> [Task goal]:
In the records below, find the lines that include "need" and copy each.

** Opening Source records block **

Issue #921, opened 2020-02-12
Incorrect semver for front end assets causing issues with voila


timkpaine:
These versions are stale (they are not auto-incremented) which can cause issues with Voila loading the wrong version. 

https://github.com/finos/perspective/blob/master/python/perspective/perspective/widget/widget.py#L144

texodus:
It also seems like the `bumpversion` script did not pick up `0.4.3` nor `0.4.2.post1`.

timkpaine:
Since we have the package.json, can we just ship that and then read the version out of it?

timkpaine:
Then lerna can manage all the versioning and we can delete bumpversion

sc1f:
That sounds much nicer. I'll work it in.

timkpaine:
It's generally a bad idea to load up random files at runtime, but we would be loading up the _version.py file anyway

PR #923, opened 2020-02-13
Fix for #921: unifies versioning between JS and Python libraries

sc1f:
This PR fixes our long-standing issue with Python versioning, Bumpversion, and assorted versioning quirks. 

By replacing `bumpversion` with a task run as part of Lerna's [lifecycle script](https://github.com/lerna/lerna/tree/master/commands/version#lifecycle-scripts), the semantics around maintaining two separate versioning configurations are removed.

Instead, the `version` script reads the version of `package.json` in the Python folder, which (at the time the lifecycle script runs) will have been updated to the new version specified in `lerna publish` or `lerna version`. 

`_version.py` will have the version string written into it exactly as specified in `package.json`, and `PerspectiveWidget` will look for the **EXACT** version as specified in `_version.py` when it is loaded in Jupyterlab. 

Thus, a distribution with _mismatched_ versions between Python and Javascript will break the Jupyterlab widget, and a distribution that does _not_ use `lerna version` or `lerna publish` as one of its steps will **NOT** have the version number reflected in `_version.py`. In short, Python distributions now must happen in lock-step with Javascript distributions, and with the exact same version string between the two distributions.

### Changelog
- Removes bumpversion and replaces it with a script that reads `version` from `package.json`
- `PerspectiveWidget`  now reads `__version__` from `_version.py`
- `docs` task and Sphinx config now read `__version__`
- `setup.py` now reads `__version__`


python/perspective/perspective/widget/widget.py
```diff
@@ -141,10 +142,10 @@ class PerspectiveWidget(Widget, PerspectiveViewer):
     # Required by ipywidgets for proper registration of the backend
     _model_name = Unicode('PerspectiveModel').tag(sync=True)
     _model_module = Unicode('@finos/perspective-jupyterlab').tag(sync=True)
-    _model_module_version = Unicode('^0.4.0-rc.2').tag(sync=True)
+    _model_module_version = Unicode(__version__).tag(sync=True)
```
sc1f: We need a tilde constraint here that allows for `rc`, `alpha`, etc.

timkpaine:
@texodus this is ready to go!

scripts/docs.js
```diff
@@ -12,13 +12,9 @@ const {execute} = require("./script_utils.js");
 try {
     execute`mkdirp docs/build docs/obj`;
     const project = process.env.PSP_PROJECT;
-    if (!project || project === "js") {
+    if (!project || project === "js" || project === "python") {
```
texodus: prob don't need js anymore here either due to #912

** Closing Source records block **

> [Response]:
sc1f: We need a tilde constraint here that allows for `rc`, `alpha`, etc.
texodus: prob don't need js anymore here either due to #912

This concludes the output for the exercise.